Mexican Pollo Relleno

Ingredients
6   skinless, boneless chicken breast halves (about 1-1/2 pounds total)
1/3  cup cornmeal
1/2  of a 1-1/4-ounce package (2 tablespoons) taco seasoning mix
1   egg
1  4-ounce can whole green chili peppers, rinsed, seeded, and cut in half lengthwise (6 pieces total)
2  ounces Monterey Jack cheese, cut into six 2×1/2-inch sticks
2  tablespoons snipped fresh cilantro or fresh parsley
1/4  teaspoon black pepper
1/4  teaspoon crushed red pepper
1  8-ounce jar taco sauce or salsa
1/2  cup shredded Monterey Jack or cheddar cheese (optional)
   Fresh cilantro sprigs (optional)

Directions
1. Place each chicken breast half between 2 pieces of plastic wrap. Pound lightly into a rectangle about 1/8 inch thick. Remove plastic wrap. 

2. In a bowl combine cornmeal and taco seasoning mix. Place egg in another bowl; beat lightly.
 
3. For each roll, place a chili pepper half on a chicken piece. Place a cheese stick atop chili pepper near an edge.
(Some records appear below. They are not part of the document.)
PR #204, opened 2016-11-18
fix broken sprite urls in example html files

c0defre4k:


jkphl:
@c0defre4k I know it's been a long time — and I'm sorry for that! — but I just wanted to review this PR. It seems to me, however, that you must be using something in a way that it's not intended for?! The original code with `{{{example}}}` just works fine in all my tests, I tried all of the relevant sprite formats. Is this still an issue for you? If not, I'd rather dismiss this PR. I'm about moving on and doing a complete rewrite, so this will probably not be relevant in the future anyway ... Thanks for your feedback!

jkphl:
It turns out this is the last issue I'd need to finish to reach the final milestone for the 1.x branch and I cannot reproduce your problem, everything seems to just work fine. I will therefore close this issue for now. Please get back to me if you still encounter these problems though. Thanks!

PR #206, opened 2016-12-14
Make docs for the config object consistent

brendanfalkowski:
Added `svg.<node>` before each property in the table so it's consistent with the docs for `mode.<node>` and `shape.<node>`.


jkphl:
Thank you! :)

PR #258, opened 2018-02-10
Use more recent version of svgo

vincentbernat:
The optimize() function now returns a promise. Adapt the code to
behave correctly in this case.

We could also just keep the older svgo dependency.


jkphl:
Thanks! Had to update the test fixture as well ...

PR #261, opened 2018-03-17
Enforce linting

TheDancingCode:
Fixes JSHint errors that went uncaught. Adds linting as a `pretest` task, to avoid further errors.

I recommend switching from JSHint to ESLint and its `eslint:recommended` rules.


jkphl:
@TheDancingCode Thanks!

I agree that ESLint would be the better choice nowadays (and I'm using ESLint in other projects). However, I'm planning a complete rewrite of *svg-sprite* and I probably wouldn't switch prior to that (I'm utterly lacking the time for this all, though ...)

Sprinkle with some of the cilantro or parsley, black pepper, and red pepper. Fold in sides; roll up jelly-roll style, starting from edge with cheese.
 
4. Dip rolls into egg and coat with cornmeal mixture. Place rolls, seam sides down, in a shallow baking pan. Bake, uncovered, in a 375 degree F oven for 25 to 30 minutes. Heat taco sauce. If desired, sprinkle chicken with shredded cheese. Serve with taco sauce or salsa. If desired, garnish with cilantro sprigs. Makes 6 servings. 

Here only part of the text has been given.